12 Epiphanies

iv. Loneliness is part of the human experience.

When Kate woke, she felt a stitch in her heart, in that scarred part that had torn when her dad died. She thought it must have a fissure in it, that hadn’t properly sealed, because when the weather was cold, it still hurt.

She missed her boyfriend. He was out at the far station, so his Internet access and cellphone coverage were spotty at best. He might be out there for weeks.

She missed her mom.

She wasn’t supposed to be alone at this time of year. Was this loneliness? Was that what this feeling was?

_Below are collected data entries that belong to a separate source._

PR #2898, opened 2026-02-27
Feat/Journal: skip review

celestemartinez:
I am adding a new button to each forum, `Official Recommendation Enabling`, which:
- is enabled if the journal does not skip the official recommendation stage
- allows EICs to move to the discussion and official recommendation period with fewer than 3 reviews
- ~is enabled on the duedate of the review invitation (so I added a dateprocess that runs at the review duedate)~
- is enabled at the same time as the review stage and EICs can decide when to move to the next stage

### DIFF
--- a/.circleci/config.yml
+++ b/.circleci/config.yml
@@ -13,42 +13,11 @@ parameters:
     type: string
     default: "3.13.1"
 
-jobs:
-  # test job
-  install-package:
-    parameters:
-      python-version:
-        type: string
-    docker:
-      - image: cimg/python:<<parameters.python-version>>-node
+# Reusable commands to reduce duplication between jobs
+commands:
+  setup-mongodb:
+    description: "Initialize MongoDB replica set"
     steps:
-      - checkout
-      - run:
-          name: Install Dependencies
-          command: |
-            pip install -e .
-      - run:
-          name: Verify Installation
-          command: python -c "import openreview"
-  build:
-    # The resource_class feature allows configuring CPU and RAM resources for each job. Different resource classes are available for different executors. https://circleci.com/docs/2.0/configuration-reference/#resourceclass
-    resource_class: large
-    parallelism: 10
-    working_directory: ~/openreview-py-repo
-    parameters:
-      python-version:
-        type: string
-    docker:
-      - image: cimg/python:<<parameters.python-version>>-node
-      - image: cimg/redis:7.2
-      - image: mongo:8.0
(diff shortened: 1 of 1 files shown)


openreview/journal/process/official_recommendation_enabling_process.py
```diff
@@ -0,0 +1,121 @@
+def process(client, edit, invitation):
+
+    journal = openreview.journal.Journal()
+
+    submission = client.get_note(edit.note.forum)
```
melisabok, line 5: is this the same code than the review_process? can you put it in a single place?

openreview/journal/invitation.py
```diff
@@ -3904,6 +3906,18 @@ def set_review_invitation(self):
...
 
+        if not self.journal.should_skip_official_recommendation():
+            # allow EICs to enable official recommendation
+            invitation_content['duedate_script'] = {
+                'value': self.get_process_content('process/review_duedate_process.py')
+            }
+            invitation['dateprocesses'].append(
+                {
+                    'dates': [ "#{4/duedate} + 1000" ],
+                    'script': self.get_super_dateprocess_content('duedate_script')
```
melisabok: I'm not sure about creating the invitation when the review duedate is reached, the duedate changes for every new reviewer assignment made. 
What about creating it when the review invitation is created? it is up to the EIC when to enable it.

celestemartinez: I see, I didn't realize the review deadline changed. Yes, I can create it when the review invitation is created.

openreview/journal/process/official_recommendation_enabling_process.py
celestemartinez: it is similar, but the review process has more code that does things like notifying the readers and updating Pending_Review edges, so I don't think I can easily have this in one process function. Do you mean adding the repeated code to a function in the journal and calling it from both process functions?

melisabok: yes, we can put the repeated code in a journal method or as a process function stored in an object.content

openreview/journal/journal.py
celestemartinez: @melisabok what is this method for? Is this to manually update all existing invitations? I don't think we are calling this from anywhere in the code.

I am trying to understand if I need to add anything here.

melisabok: I used it to migrate some data in the past when we renamed the Solicit invitations, you can remove the code.

PR #2905, opened 2026-03-02
ARR: Automate Author Response Extension

### LINKED ISSUE #2784: ARR: Automate reviewer response extension
There are some steps that were automated for the October cycle that the workflow chairs should be able to do programmatically:

1. Enable/Disable Author Response (remove Authors invitee and signature from Official_Comment)
2. Enable/Disable Reviewer Response (remove Authors from readers from Official_Comment)
3. Extend Review_Issue_Report (or arbitrarily any submission invitation)

I was thinking of creating some kind of super invitation where the edit content contains the note ID, note number, author response date, reviewer response date and a JSON that maps from invitation name to the extended date. There would also be a date process to check that the invitations weren't prematurely closed by the stages

haroldrubio:
- Fixes #2784

This PR adds an invitation with a cronjob that automates the following logic for papers who receive their reviews after the official author response period ends:

- Extend the author response deadline to 3 days after the third review is received.
- Extend the reviewer response deadline to 4 days after the third review is received.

Kate pulled on her winter fleece and fisherman’s knit hat. The apartment building’s furnace had been wheezing lately, and though the landlord kept promising to fix it before the cold set in for good, it hadn’t been fixed yet, and her place was cold, especially near the single-pane windows.

What was loneliness, anyway?

She decided to google it.

It was, apparently, quite common, and quite commonly perceived as a fault.

Every self-help article she read made it seem like she was to blame. She should spend time with family. She should get together with friends. She should volunteer. She should engage in a hobby. She should exercise. And if she did all that, and still felt lonely, then she should get it checked out. Maybe it was anxiety. Or depression. Or some sort of social disorder.

She began to suspect that she wasn’t correctly handling the job of being human. So now, in addition to feeling lonely, she felt guilty, and a little bit ashamed.

Turn toward.

And then she found a post on facebook from last Christmas by Lee Harris, the Lee Harris, guru-and-all-that, about “Christmas Weirdness.” Which he felt. And which, judging from the 3.5K likes, 1.6K shares, and 682 comments, struck a chord with thousands.

And he confessed to feeling this way even when he was with others. And it wasn’t his fault. It was simply how he felt. For whatever reason.

The big shift came for me several years back, when I realized I should just EMBRACE that ‘weird’ feeling if it hit me. Not judge it, or try to get away from it. Just acknowledge it was there, and own it. Either sit with it for a while, breathe and let it move through me, or change my focus and do something else.

(Harris 2017)

Turn towards.

The feeling hurt, actual physical pain, around her heart. And her pulse began to race a little bit, and she wished she could cry to release the pressure somehow.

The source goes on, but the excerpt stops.